*** Supplied data ***
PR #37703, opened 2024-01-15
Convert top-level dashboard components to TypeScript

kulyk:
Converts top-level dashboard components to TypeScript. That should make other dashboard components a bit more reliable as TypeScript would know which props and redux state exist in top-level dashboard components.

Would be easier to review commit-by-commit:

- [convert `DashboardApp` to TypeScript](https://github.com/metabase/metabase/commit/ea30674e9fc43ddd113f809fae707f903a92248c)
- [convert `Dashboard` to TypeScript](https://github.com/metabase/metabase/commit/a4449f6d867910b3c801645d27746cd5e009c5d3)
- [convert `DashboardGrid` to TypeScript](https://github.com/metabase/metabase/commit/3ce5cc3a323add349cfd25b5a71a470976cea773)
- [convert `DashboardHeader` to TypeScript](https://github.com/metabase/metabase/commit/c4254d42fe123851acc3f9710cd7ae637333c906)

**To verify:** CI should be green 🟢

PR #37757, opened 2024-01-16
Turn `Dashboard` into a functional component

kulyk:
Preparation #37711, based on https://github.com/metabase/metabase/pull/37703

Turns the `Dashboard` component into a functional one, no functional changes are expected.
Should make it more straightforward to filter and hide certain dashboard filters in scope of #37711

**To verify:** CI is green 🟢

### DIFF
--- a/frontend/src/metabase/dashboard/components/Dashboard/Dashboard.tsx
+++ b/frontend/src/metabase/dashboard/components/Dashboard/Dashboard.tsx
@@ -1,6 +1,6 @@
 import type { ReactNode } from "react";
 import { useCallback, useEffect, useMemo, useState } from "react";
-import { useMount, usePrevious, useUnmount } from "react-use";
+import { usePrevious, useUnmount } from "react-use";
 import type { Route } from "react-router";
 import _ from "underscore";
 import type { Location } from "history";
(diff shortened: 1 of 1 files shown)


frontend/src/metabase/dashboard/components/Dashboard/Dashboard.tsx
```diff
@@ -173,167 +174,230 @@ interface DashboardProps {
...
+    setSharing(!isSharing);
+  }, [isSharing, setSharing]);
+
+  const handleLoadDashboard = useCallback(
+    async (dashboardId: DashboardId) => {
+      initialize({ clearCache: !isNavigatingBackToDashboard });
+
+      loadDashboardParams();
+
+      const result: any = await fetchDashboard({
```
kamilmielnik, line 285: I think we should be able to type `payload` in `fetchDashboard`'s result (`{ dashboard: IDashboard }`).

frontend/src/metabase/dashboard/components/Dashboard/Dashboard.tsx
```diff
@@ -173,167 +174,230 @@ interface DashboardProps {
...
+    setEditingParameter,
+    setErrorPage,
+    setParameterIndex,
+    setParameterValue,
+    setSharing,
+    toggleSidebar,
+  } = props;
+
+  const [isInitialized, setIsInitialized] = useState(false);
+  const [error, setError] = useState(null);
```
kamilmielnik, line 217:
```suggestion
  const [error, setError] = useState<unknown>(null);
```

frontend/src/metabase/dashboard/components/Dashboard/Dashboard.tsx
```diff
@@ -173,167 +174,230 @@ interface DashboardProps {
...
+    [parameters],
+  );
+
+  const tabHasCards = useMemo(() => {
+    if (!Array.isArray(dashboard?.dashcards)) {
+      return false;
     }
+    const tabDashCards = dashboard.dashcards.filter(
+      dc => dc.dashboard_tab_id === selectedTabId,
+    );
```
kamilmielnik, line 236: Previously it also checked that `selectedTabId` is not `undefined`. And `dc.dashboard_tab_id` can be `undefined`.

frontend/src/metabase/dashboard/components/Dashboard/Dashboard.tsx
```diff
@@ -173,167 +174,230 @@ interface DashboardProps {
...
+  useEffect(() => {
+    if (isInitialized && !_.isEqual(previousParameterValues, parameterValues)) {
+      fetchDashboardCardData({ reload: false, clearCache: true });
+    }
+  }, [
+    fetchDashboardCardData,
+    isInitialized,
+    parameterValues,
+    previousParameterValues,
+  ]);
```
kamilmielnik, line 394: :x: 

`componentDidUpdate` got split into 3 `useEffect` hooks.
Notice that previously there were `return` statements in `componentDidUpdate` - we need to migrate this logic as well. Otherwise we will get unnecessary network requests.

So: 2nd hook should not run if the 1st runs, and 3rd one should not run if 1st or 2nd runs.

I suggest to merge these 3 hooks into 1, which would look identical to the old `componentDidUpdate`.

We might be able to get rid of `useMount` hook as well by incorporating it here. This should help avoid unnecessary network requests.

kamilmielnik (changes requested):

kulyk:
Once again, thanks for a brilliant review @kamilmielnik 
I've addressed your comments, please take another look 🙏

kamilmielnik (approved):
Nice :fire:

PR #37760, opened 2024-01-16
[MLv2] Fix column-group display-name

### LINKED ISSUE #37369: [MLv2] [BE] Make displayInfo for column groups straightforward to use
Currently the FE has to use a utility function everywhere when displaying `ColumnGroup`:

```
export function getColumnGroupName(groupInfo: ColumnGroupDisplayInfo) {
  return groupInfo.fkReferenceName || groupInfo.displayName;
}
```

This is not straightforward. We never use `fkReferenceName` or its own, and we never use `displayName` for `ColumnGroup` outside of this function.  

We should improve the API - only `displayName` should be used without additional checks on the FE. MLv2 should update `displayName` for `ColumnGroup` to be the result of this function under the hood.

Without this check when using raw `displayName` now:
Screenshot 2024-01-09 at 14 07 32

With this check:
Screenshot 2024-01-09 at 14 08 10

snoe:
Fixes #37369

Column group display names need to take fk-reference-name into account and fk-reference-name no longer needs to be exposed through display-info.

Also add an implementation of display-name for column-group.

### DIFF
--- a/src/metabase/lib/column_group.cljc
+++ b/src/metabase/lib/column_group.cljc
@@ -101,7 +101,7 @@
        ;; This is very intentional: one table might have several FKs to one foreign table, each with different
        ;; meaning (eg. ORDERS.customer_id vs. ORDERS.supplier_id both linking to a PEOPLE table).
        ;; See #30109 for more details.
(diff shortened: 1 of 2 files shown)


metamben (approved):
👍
*** End of Supplied data ***
### [What the task requires]
Copy out the material word for word and line for line.

### [Result of the exercise]
PR #37703, opened 2024-01-15
Convert top-level dashboard components to TypeScript

kulyk:
Converts top-level dashboard components to TypeScript. That should make other dashboard components a bit more reliable as TypeScript would know which props and redux state exist in top-level dashboard components.

Would be easier to review commit-by-commit:

- [convert `DashboardApp` to TypeScript](https://github.com/metabase/metabase/commit/ea30674e9fc43ddd113f809fae707f903a92248c)
- [convert `Dashboard` to TypeScript](https://github.com/metabase/metabase/commit/a4449f6d867910b3c801645d27746cd5e009c5d3)
- [convert `DashboardGrid` to TypeScript](https://github.com/metabase/metabase/commit/3ce5cc3a323add349cfd25b5a71a470976cea773)
- [convert `DashboardHeader` to TypeScript](https://github.com/metabase/metabase/commit/c4254d42fe123851acc3f9710cd7ae637333c906)

**To verify:** CI should be green 🟢

PR #37757, opened 2024-01-16
Turn `Dashboard` into a functional component

kulyk:
Preparation #37711, based on https://github.com/metabase/metabase/pull/37703

Turns the `Dashboard` component into a functional one, no functional changes are expected.
Should make it more straightforward to filter and hide certain dashboard filters in scope of #37711

**To verify:** CI is green 🟢

### DIFF
--- a/frontend/src/metabase/dashboard/components/Dashboard/Dashboard.tsx
+++ b/frontend/src/metabase/dashboard/components/Dashboard/Dashboard.tsx
@@ -1,6 +1,6 @@
 import type { ReactNode } from "react";
 import { useCallback, useEffect, useMemo, useState } from "react";
-import { useMount, usePrevious, useUnmount } from "react-use";
+import { usePrevious, useUnmount } from "react-use";
 import type { Route } from "react-router";
 import _ from "underscore";
 import type { Location } from "history";
(diff shortened: 1 of 1 files shown)


frontend/src/metabase/dashboard/components/Dashboard/Dashboard.tsx
```diff
@@ -173,167 +174,230 @@ interface DashboardProps {
...
+    setSharing(!isSharing);
+  }, [isSharing, setSharing]);
+
+  const handleLoadDashboard = useCallback(
+    async (dashboardId: DashboardId) => {
+      initialize({ clearCache: !isNavigatingBackToDashboard });
+
+      loadDashboardParams();
+
+      const result: any = await fetchDashboard({
```
kamilmielnik, line 285: I think we should be able to type `payload` in `fetchDashboard`'s result (`{ dashboard: IDashboard }`).

frontend/src/metabase/dashboard/components/Dashboard/Dashboard.tsx
```diff
@@ -173,167 +174,230 @@ interface DashboardProps {
...
+    setEditingParameter,
+    setErrorPage,
+    setParameterIndex,
+    setParameterValue,
+    setSharing,
+    toggleSidebar,
+  } = props;
+
+  const [isInitialized, setIsInitialized] = useState(false);
+  const [error, setError] = useState(null);
```
kamilmielnik, line 217:
```suggestion
  const [error, setError] = useState<unknown>(null);
```

frontend/src/metabase/dashboard/components/Dashboard/Dashboard.tsx
```diff
@@ -173,167 +174,230 @@ interface DashboardProps {
...
+    [parameters],
+  );
+
+  const tabHasCards = useMemo(() => {
+    if (!Array.isArray(dashboard?.dashcards)) {
+      return false;
     }
+    const tabDashCards = dashboard.dashcards.filter(
+      dc => dc.dashboard_tab_id === selectedTabId,
+    );
```
kamilmielnik, line 236: Previously it also checked that `selectedTabId` is not `undefined`. And `dc.dashboard_tab_id` can be `undefined`.

frontend/src/metabase/dashboard/components/Dashboard/Dashboard.tsx
```diff
@@ -173,167 +174,230 @@ interface DashboardProps {
...
+  useEffect(() => {
+    if (isInitialized && !_.isEqual(previousParameterValues, parameterValues)) {
+      fetchDashboardCardData({ reload: false, clearCache: true });
+    }
+  }, [
+    fetchDashboardCardData,
+    isInitialized,
+    parameterValues,
+    previousParameterValues,
+  ]);
```
kamilmielnik, line 394: :x: 

`componentDidUpdate` got split into 3 `useEffect` hooks.
Notice that previously there were `return` statements in `componentDidUpdate` - we need to migrate this logic as well. Otherwise we will get unnecessary network requests.

So: 2nd hook should not run if the 1st runs, and 3rd one should not run if 1st or 2nd runs.

I suggest to merge these 3 hooks into 1, which would look identical to the old `componentDidUpdate`.

We might be able to get rid of `useMount` hook as well by incorporating it here. This should help avoid unnecessary network requests.

kamilmielnik (changes requested):

kulyk:
Once again, thanks for a brilliant review @kamilmielnik 
I've addressed your comments, please take another look 🙏

kamilmielnik (approved):
Nice :fire:

PR #37760, opened 2024-01-16
[MLv2] Fix column-group display-name

### LINKED ISSUE #37369: [MLv2] [BE] Make displayInfo for column groups straightforward to use
Currently the FE has to use a utility function everywhere when displaying `ColumnGroup`:

```
export function getColumnGroupName(groupInfo: ColumnGroupDisplayInfo) {
  return groupInfo.fkReferenceName || groupInfo.displayName;
}
```

This is not straightforward. We never use `fkReferenceName` or its own, and we never use `displayName` for `ColumnGroup` outside of this function.  

We should improve the API - only `displayName` should be used without additional checks on the FE. MLv2 should update `displayName` for `ColumnGroup` to be the result of this function under the hood.

Without this check when using raw `displayName` now:
Screenshot 2024-01-09 at 14 07 32

With this check:
Screenshot 2024-01-09 at 14 08 10

snoe:
Fixes #37369

Column group display names need to take fk-reference-name into account and fk-reference-name no longer needs to be exposed through display-info.

Also add an implementation of display-name for column-group.

### DIFF
--- a/src/metabase/lib/column_group.cljc
+++ b/src/metabase/lib/column_group.cljc
@@ -101,7 +101,7 @@
        ;; This is very intentional: one table might have several FKs to one foreign table, each with different
        ;; meaning (eg. ORDERS.customer_id vs. ORDERS.supplier_id both linking to a PEOPLE table).
        ;; See #30109 for more details.
(diff shortened: 1 of 2 files shown)


metamben (approved):
👍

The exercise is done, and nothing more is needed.